The largest opposition party, the Social Democrats focused on employment, which they claim has decreased under the current government.

The Danish People's Party, which supported the Venstre–Conservative coalition, criticized the "tax-freeze" but agreed, conditionally, to support it for another parliamentary term. They also wanted increasingly tough immigration restrictions.

==Results==
63 out of the 179 members of the new Folketing were newly elected. Although women made up 38% of the total, several women held prominent positions, notably Pia Kjærsgaard, leader of the third largest party, the Danish People's Party. Marianne Jelved (leader of the Danish Social Liberal Party), Connie Hedegaard (Minister of the Environment), Pernille Rosenkrantz-Theil (front figure of Enhedslisten) and Helle Thorning-Schmidt (later elected as leader of Social Democrats) were other important woman in the parliament. A couple of parties, including the Social Democrats were holding leadership races, which might have been won by women. 9 of the top 20 candidates, in terms of personal votes, were women.
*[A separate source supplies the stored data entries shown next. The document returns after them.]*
PR #1087, opened 2020-09-27
SX: Render media queries as last on the page

michalsanger:
In CSS the rule that is set last, is the one that will be executed. That means rules in media queries would never be used if they are not at the end.

Here the red always wins:
```
@media (max-width: 640px) {
  color: blue;
}
color: red;
```

Here the color is blue on a screen smaller than 640px:
```
color: red;
@media (max-width: 640px) {
  color: blue;
}
```

### DIFF
--- a/src/sx/src/StyleCollector.js
+++ b/src/sx/src/StyleCollector.js
@@ -26,7 +26,7 @@ export class StyleNode {
   }
 }
 
-class StyleCollector {
+export class StyleCollector {
   styles: Map<string, StyleNode | StyleCollector>;
   atRuleName: ?string;
 
--- a/src/sx/src/__tests__/__snapshots__/renderPageWithSX.test.js.snap
+++ b/src/sx/src/__tests__/__snapshots__/renderPageWithSX.test.js.snap
@@ -151,6 +151,40 @@ class="wUqnh _4fo5TC"
 
 `;
 
+exports[`matches expected output: media-queries-goes-last.json 1`] = `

| Party |  | Votes | % | Seats | +/– |
Denmark proper
|  | Venstre | 974,636 | 29.03 | 52 | –4 |
|  | Social Democrats | 867,349 | 25.84 | 47 | –5 |
|  | Danish People's Party | 444,947 | 13.25 | 24 | +2 |
|  | Conservative People's Party | 344,886 | 10.27 | 18 | +2 |
|  | Danish Social Liberal Party | 308,212 | 9.18 | 17 | +8 |
|  | Socialist People's Party | 201,047 | 5.99 | 11 | –1 |
|  | Red–Green Alliance | 114,123 | 3.40 | 6 | +2 |
|  | Christian Democrats | 58,071 | 1.73 | 0 | –4 |
|  | Centre Democrats | 33,880 | 1.01 | 0 | 0 |
|  | Minority Party | 8,850 | 0.26 | 0 | New |
|  | Independents | 1,211 | 0.04 | 0 | 0 |
| Total |  | 3,357,212 | 100.00 | 175 | 0 |
| Valid votes |  | 3,357,212 | 99.19 |  |  |
| Invalid/blank votes |  | 27,348 | 0.81 |  |  |
| Total votes |  | 3,384,560 | 100.00 |  |  |
| Registered voters/turnout |  | 4,003,616 | 84.54 |  |  |
Faroe Islands
|  | Republican Party | 6,301 | 25.36 | 1 | 0 |
|  | People's Party | 5,967 | 24.02 | 1 | +1 |
|  | Social Democratic Party | 5,518 | 22.21 | 0 | 0 |
|  | Union Party | 5,333 | 21.47 | 0 | –1 |
|  | Centre Party | 829 | 3.34 | 0 | New |
|  | Self-Government | 585 | 2.35 | 0 | 0 |
|  | Independents | 309 | 1.24 | 0 | New |
| Total |  | 24,842 | 100.00 | 2 | 0 |
| Valid votes |  | 24,842 | 99.62 |  |  |
| Invalid/blank votes |  | 94 | 0.38 |  |  |
| Total votes |  | 24,936 | 100.00 |  |  |
| Registered voters/turnout |  | 34,166 | 72.98 |  |  |
Greenland
|  | Siumut | 7,761 | 33.66 | 1 | 0 |
|  | Inuit Ataqatigiit | 5,774 | 25.04 | 1 | 0 |
|  | Democrats | 4,909 | 21.29 | 0 | New |
|  | Atassut | 3,774 | 16.37 | 0 | 0 |
|  | Independents | 841 | 3.65 | 0 | 0 |
| Total |  | 23,059 | 100.00 | 2 | 0 |
| Valid votes |  | 23,059 | 98.06 |  |  |
| Invalid/blank votes |  | 457 | 1.94 |  |  |
| Total votes |  | 23,516 | 100.00 |  |  |
| Registered voters/turnout |  | 39,588 | 59.40 |  |  |
Source: Danmarks Statistik, Nohlen & Stöver

=== Maps ===

Largest party within each nomination district and constituency.
Largest party within each municipality.

==Aftermath==
Following the elections, Prime Minister Anders Fogh Rasmussen reformed his liberal-conservative cabinet as the Cabinet of Anders Fogh Rasmussen II with parliamentary support from Danish People's Party.